What is required: Copies of all lines containing the string "probicd" are needed from the data below.

------ Listed entries ------

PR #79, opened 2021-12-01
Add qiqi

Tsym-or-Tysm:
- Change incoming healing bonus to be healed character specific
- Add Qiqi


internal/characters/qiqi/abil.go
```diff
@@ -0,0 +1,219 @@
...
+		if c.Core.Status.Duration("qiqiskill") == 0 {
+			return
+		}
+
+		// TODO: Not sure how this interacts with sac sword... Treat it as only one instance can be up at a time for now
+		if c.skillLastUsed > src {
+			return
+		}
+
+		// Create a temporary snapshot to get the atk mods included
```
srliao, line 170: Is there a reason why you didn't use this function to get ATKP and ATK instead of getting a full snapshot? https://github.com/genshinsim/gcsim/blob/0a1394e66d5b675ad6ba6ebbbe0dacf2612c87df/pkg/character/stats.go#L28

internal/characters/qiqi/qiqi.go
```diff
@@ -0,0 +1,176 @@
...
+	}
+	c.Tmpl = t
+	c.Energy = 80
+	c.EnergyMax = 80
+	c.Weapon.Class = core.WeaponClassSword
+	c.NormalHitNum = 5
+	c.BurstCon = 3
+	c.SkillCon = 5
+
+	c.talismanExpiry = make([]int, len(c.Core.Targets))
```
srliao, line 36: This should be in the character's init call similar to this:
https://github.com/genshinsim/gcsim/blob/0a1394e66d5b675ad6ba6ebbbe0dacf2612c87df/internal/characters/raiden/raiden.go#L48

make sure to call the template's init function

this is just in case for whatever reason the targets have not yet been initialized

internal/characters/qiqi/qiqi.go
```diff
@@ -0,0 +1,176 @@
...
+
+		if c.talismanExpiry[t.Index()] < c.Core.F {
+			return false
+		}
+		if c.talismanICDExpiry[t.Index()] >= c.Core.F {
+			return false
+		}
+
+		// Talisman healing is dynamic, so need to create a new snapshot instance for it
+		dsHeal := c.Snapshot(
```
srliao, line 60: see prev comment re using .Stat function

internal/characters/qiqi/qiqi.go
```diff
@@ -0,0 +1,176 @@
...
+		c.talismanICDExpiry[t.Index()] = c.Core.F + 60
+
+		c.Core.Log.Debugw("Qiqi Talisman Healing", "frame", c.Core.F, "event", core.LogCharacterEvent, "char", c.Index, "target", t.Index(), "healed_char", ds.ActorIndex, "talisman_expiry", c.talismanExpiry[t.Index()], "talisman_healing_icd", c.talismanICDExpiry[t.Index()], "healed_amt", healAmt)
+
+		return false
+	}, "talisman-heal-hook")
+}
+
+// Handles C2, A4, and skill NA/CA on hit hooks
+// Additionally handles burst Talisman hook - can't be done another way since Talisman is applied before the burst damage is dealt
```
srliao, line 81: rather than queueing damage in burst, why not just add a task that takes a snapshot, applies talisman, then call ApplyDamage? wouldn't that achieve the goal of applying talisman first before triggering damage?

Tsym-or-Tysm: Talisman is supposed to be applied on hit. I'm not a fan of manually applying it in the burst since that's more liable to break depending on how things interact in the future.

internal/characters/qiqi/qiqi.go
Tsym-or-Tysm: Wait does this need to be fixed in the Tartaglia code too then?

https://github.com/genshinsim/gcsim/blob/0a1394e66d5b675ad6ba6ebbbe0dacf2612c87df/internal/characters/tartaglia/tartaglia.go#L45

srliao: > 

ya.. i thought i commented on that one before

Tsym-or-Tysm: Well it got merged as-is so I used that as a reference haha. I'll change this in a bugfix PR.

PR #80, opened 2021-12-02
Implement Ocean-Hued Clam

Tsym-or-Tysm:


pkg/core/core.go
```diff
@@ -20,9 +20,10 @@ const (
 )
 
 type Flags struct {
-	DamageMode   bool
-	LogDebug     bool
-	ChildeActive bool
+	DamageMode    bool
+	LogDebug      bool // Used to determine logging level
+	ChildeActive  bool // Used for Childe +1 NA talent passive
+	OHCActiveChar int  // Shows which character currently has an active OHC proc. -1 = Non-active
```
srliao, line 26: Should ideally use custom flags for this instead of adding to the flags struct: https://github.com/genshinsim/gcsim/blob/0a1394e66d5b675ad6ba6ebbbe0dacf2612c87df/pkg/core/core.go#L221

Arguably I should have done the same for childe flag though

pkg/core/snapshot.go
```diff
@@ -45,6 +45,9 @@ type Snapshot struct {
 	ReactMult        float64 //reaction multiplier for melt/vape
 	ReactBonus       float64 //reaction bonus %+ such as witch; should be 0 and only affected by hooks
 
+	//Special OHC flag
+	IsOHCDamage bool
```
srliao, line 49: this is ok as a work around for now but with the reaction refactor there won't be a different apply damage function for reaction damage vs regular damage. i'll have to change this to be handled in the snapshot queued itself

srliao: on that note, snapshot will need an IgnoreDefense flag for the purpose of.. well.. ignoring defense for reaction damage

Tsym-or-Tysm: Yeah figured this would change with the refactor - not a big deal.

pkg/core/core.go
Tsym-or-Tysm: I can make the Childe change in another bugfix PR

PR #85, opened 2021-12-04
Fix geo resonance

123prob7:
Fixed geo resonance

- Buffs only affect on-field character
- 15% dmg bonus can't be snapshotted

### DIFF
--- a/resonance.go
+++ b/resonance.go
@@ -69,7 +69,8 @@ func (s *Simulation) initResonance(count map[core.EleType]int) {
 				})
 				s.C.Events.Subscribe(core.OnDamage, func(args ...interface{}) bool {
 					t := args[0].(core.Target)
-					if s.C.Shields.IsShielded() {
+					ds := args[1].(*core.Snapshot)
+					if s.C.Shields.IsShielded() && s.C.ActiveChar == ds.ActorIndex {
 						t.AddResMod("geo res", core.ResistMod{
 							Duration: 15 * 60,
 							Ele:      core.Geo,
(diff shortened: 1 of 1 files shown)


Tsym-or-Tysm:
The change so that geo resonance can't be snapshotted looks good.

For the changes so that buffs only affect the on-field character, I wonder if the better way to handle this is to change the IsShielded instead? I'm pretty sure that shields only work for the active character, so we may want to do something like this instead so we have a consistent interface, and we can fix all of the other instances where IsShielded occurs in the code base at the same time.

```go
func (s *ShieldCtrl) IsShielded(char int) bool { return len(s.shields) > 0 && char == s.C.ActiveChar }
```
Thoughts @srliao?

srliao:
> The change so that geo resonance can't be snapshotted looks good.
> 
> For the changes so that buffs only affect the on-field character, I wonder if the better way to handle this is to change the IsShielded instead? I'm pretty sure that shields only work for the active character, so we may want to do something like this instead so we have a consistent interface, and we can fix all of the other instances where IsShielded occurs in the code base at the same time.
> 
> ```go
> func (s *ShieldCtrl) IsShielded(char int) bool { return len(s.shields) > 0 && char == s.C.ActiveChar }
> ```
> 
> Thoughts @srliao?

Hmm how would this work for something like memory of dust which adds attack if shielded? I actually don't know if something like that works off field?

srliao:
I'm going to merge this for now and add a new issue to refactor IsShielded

------
------ Listed entries ------

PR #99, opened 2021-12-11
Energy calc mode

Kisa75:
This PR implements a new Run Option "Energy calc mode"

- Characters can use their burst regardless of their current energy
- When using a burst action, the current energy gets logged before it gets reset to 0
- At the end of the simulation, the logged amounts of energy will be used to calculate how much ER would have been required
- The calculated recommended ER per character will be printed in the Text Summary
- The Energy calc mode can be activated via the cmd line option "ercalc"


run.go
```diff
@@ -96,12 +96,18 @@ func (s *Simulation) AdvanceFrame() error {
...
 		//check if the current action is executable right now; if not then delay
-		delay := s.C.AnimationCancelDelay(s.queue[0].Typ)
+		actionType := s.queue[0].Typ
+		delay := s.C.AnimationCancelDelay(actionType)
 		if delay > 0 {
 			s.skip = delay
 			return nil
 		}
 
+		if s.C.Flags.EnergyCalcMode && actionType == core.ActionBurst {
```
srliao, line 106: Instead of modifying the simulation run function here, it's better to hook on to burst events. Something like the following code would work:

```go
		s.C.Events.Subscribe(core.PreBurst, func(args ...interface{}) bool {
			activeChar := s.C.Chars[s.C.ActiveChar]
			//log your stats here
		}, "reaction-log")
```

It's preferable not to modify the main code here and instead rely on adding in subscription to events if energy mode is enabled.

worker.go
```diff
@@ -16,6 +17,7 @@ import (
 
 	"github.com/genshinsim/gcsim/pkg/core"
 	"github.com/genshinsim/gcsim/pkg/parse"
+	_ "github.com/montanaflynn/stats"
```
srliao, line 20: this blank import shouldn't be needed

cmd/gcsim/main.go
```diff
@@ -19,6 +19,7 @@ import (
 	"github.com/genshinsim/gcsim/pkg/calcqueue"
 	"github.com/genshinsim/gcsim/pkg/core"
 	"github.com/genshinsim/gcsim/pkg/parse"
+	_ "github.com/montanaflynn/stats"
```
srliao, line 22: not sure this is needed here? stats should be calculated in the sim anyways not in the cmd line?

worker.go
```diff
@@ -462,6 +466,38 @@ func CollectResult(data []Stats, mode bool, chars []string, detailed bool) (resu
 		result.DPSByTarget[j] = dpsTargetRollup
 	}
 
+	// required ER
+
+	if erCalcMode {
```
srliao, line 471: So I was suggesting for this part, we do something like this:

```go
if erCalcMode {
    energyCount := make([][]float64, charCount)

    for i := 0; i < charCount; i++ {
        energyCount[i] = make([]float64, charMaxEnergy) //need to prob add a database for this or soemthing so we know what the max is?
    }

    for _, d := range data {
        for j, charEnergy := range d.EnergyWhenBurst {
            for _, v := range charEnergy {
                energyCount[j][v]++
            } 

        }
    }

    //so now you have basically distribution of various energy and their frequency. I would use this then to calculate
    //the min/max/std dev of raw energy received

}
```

------
------ Listed entries ------

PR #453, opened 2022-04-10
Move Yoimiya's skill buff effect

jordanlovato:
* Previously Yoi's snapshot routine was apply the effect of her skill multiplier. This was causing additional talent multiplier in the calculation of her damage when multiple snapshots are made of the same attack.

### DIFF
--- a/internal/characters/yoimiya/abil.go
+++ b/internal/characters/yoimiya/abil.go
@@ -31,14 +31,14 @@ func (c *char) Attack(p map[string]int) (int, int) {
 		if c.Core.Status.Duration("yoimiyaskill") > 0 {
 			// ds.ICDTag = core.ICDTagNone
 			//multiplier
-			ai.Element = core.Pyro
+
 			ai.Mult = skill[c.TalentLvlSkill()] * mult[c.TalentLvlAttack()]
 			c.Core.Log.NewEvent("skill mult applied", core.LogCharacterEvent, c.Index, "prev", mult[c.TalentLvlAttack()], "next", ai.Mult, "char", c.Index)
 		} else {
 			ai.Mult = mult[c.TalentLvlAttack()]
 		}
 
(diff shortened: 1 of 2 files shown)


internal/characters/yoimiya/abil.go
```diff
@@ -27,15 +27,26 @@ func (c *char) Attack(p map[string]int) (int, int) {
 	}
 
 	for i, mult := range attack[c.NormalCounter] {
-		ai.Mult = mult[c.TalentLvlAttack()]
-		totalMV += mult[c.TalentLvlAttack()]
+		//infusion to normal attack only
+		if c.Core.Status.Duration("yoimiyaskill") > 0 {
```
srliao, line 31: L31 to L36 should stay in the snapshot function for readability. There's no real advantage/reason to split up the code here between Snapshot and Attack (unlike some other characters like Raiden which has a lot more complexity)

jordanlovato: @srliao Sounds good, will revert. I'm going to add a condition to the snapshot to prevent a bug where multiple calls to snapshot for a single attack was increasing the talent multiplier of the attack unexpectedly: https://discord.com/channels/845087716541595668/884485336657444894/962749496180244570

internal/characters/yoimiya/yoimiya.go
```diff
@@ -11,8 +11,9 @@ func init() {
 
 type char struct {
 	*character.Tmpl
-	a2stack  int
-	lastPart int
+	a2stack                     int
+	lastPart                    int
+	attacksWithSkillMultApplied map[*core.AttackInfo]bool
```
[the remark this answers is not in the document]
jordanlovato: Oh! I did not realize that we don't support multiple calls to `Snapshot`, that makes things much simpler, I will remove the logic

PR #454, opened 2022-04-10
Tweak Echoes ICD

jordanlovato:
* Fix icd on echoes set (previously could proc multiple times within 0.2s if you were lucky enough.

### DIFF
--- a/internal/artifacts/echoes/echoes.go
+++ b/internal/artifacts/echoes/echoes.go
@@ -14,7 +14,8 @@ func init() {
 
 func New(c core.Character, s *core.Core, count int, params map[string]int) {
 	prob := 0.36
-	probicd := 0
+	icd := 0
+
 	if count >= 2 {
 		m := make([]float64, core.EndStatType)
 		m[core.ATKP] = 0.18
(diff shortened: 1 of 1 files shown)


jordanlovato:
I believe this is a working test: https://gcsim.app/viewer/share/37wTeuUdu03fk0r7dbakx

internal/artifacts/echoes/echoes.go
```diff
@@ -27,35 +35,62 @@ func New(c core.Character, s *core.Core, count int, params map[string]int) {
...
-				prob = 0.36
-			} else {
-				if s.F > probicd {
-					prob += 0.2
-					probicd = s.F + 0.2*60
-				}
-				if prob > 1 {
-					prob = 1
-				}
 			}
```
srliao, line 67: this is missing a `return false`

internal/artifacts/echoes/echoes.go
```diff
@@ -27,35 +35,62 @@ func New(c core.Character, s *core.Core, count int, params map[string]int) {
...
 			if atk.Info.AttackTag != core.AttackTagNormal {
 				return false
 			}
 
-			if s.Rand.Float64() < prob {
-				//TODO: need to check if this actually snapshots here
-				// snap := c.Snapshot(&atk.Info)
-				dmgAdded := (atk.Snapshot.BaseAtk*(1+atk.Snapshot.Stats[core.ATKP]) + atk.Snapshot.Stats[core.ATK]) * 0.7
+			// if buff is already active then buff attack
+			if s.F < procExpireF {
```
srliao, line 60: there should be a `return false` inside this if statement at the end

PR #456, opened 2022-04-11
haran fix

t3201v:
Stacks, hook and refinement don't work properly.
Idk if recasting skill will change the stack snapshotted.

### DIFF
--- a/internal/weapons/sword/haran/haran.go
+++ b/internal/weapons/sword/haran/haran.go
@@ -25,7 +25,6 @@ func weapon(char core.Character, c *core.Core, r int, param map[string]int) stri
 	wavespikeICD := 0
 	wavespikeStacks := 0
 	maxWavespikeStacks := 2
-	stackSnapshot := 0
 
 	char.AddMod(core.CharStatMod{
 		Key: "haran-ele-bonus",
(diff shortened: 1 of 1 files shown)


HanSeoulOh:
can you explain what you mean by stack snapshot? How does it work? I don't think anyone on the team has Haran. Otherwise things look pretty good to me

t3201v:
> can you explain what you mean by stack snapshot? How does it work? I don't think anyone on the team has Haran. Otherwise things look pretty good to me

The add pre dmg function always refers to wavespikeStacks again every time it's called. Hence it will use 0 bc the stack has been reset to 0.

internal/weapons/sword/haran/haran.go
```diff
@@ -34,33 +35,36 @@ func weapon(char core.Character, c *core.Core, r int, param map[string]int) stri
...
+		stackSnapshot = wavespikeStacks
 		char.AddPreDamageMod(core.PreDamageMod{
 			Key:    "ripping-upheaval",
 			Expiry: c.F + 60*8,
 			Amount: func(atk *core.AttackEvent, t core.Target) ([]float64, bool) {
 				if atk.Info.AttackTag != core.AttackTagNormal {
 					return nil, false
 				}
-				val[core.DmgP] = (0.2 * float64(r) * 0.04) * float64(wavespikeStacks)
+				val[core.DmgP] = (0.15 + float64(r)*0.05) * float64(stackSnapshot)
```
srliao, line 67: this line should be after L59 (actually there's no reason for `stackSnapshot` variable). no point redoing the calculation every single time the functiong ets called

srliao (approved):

------

Answer to this task:
-	probicd := 0
-				if s.F > probicd {
-					probicd = s.F + 0.2*60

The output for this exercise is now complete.